By Ajay Mathur*

The Hindustan Times

Nov 7, 2017

India will need to coax agreement on benchmarks to assess progress on adaptation, which is of greater importance to us (and other developing countries) than to most developed countries. We will also need to build an agreement on the “whos” and the “hows” in the development of more ambitious pledges.

India played a leading role at the Paris climate negotiations, and emerged as a prominent, constructive and responsible country in global discussions and actions to address climate change. We were able to work with the rest of the world in defining a regime that aligned our national goals of enabling adequate and affordable energy for all with the global goal of mitigating global carbon emissions. Our innovative and ambitious steps to accelerate the adoption of renewables and energy efficiency, but at a pace and in a manner that matched the willingness and ability of Indians to adopt these higher-cost options, played a big role in convincing ourselves, and the rest of the world, that this alignment is possible and achievable.

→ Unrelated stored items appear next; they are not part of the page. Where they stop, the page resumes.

Issue #3488, opened 2016-01-08
switch u_patternmatrix to u_patternscale in pattern shader


ansis:
the same way it was done here: https://github.com/mapbox/mapbox-gl-js/pull/1886

PR #3509, opened 2016-01-11
[core] seamless fill-pattern

kelvinabrokwa:
From:
image

To:
image

### DIFF
--- a/src/mbgl/renderer/painter_fill.cpp
+++ b/src/mbgl/renderer/painter_fill.cpp
@@ -65,7 +65,7 @@ void Painter::renderFill(FillBucket& bucket, const FillLayer& layer, const TileI
 
         // Image fill.
         if (pass == RenderPass::Translucent && posA && posB) {
-            float factor = 8.0 / std::pow(2, state.getIntegerZoom() - id.z) / id.overscaling;
+            float factor = (8.0 / std::pow(2, state.getIntegerZoom() - id.z)) / id.overscaling;
 
             mat3 patternMatrixA;
             matrix::identity(patternMatrixA);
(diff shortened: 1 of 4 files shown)


kelvinabrokwa:
@ansis @lucaswoj @jfirebaugh :eyes: before I squash, please

kelvinabrokwa:
oops, actually not quite there. Will re-ping when ready.

src/mbgl/renderer/painter_fill.cpp
```diff
@@ -90,6 +90,26 @@ void Painter::renderFill(FillBucket& bucket, const FillLayer& layer, const TileI
...
+                (int)((*posA).size[1] * properties.pattern.value.fromScale)
+            }};
+            std::array<int, 2> imageSizeScaledB = {{
+                (int)((*posB).size[0] * properties.pattern.value.toScale),
+                (int)((*posB).size[1] * properties.pattern.value.toScale)
+            }};
+
+            int tileSize = 512;
+
+            float offsetAx = ((tileSize % imageSizeScaledA[0]) * id.x) / (float)imageSizeScaledA[0];
```
lucaswoj: Is `w` not available on the native side? https://github.com/mapbox/mapbox-gl-js/pull/1908/files#diff-a406b8ffc7f2d9f303442aecebb9a2bdR164

src/mbgl/shader/pattern.vertex.glsl
```diff
@@ -9,6 +12,6 @@ varying vec2 v_pos_b;
 
 void main() {
     gl_Position = u_matrix * vec4(a_pos, 0, 1);
-    v_pos_a = (u_patternmatrix_a * vec3(a_pos, 1)).xy;
-    v_pos_b = (u_patternmatrix_b * vec3(a_pos, 1)).xy;
+    v_pos_a = (u_patternmatrix_a * vec3(a_pos, 1)).xy + u_offset_a;
+    v_pos_b = (u_patternmatrix_b * vec3(a_pos, 1)).xy + u_offset_b;
```
lucaswoj: It looks to me like u_`patternmatrix_*` are transformation matrices. Have you looked into applying the offset using the transformation matrix? That'd save us from having to add `u_offset_*` uniforms.

ansis: I think we should remove u_patternmatrix_ like with did in -js. https://github.com/mapbox/mapbox-gl-native/issues/3488

Or we could re-add it in -js but I think the way -js does it now is slightly better.

src/mbgl/renderer/painter_fill.cpp
kelvinabrokwa: On native, patterns are only seamless across the dateline when I you don't increment the `x` multiple by a factor of the `w` (which is the opposite from -js). To be completely honest, I really don't understand why... :cold_sweat:

src/mbgl/shader/pattern.vertex.glsl
kelvinabrokwa: I can definitely look into that

ansis: If removing the matrix like in -js sounds good, then it can be done separately from this pull request

src/mbgl/renderer/painter_fill.cpp
ansis: It looks like `x` is wrapped in -js: https://github.com/mapbox/mapbox-gl-js/blob/25b02a05d29130702e8f66e6a2bfe91333ac010f/js/source/tile_coord.js#L157

but not in -native: https://github.com/mapbox/mapbox-gl-native/blob/11062a01b40cb64c57d1b7b2ef8c0fc39c11d159/src/mbgl/util/tile_cover.cpp#L76-L77

so `x` already has the 'w' part built into it. I opened https://github.com/mapbox/mapbox-gl-native/issues/3529 about that

PR #3512, opened 2016-01-12
[core] Simplify asset:// implementation

jfirebaugh:
Followup to #3490.

* Move asset:// URL handling to `DefaultFileSource`.
* `AssetFileSource` implements `FileSource` interface and follows familiar implementation patterns.
* Move default implementation to `platform/default`, zip implementation to `platform/android`.
* Don't bother with modified / expires / etag -- assets are not cached so it doesn't matter.
* Don't bother with interleaving individual IO calls on the implementation thread. That adds a lot of complexity for very little benefit.
* Eliminate `platform::assetRoot()`.

cc @kkaefer @tmpsantos


mb12:
@jfirebaugh  without platform specific assetRoot, how do you figure out if assets have to be loaded from main bundle or MapboxGL.bundle? This is for iOS.

jfirebaugh:
There's still a platform specific root, it's merely passed as a normal parameter rather than looked up via a platform-specific implementation of `platform::assetRoot()`.

mb12:
Thanks for the clarification @jfirebaugh .

jfirebaugh:
Merged.

PR #3519, opened 2016-01-12
[android] #3498 - disable missing permission lint check inline

### LINKED ISSUE #3498: Disable MissingPermission lint at SDK level
Our SDK has a special requirement that doesn't go well with the Android M Permission model an associated lint warning of MissingPermssion. Our requirement is that the end-user of the library can choose to add or not add locational permissions.

Current implementation results in following error:

screen shot 2016-01-11 at 10 09 21

The only way to resolve this error is be enforcing the permission in the AndroidManifest form the SDK but this will automatically enforce the permission on users that are not interested in this permission. The only way to resolve this is to disable this lint error in `build.gradle` (as we do for the invalid package lint error).

tobrun:
Closes #3498


tobrun:

PR #4329, opened 2016-03-15
Copy .der files into static framework

### LINKED ISSUE #4316: [iOS] static framework does not include .der files
On master, make ipackage builds the dynamic and static framework. In the static framework directory, there is no .der files as in the dynamic one.
Is it an error or the .der files are not necessary ?

1ec5:
#4104 deleted redundant .der files from the iOS resources directory, exposing a bug in which we failed to copy the shared resources directory into the static framework bundle.

Fixes #4316.

/cc @RomainQuidet


1ec5:
iOS and Android builds passed. Rebasing and merging now.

Now, at Bonn for the Conference of Parties (COP23), the second since Paris, we face a very different world. The Obama administration is gone, together with its aspirations of forging a legacy of climate action, and a willingness to understand the concerns of others, including India. Consequently, as the modalities, procedures, and guidelines (MPGs) for the enhanced transparency framework are negotiated at COP23, India will need to ensure that they are pragmatic. If they are too onerous, requiring large additional efforts with high transactions costs beyond those required for national energy goals, then this alignment would be lost.

There is little hope that international financial support will be available, the assumption being that countries will meet their own costs associated with the MPG requirements. Consequently, as at Paris, India will need to be in the vanguard to cajole the world into agreeing to a regime, this time of the MPGs, that is robust enough to sustain the trust of countries in the actions of other countries, and flexible enough to be complied with in all countries, especially developing countries. An onerous MPG regime may not necessarily constrain our ability to meet our goals and pledges, but may certainly mean that our verified achievements may fall short of our actual achievements. This would strain the trust that was created at Paris, especially when it will come to the adoption of more ambitious goals.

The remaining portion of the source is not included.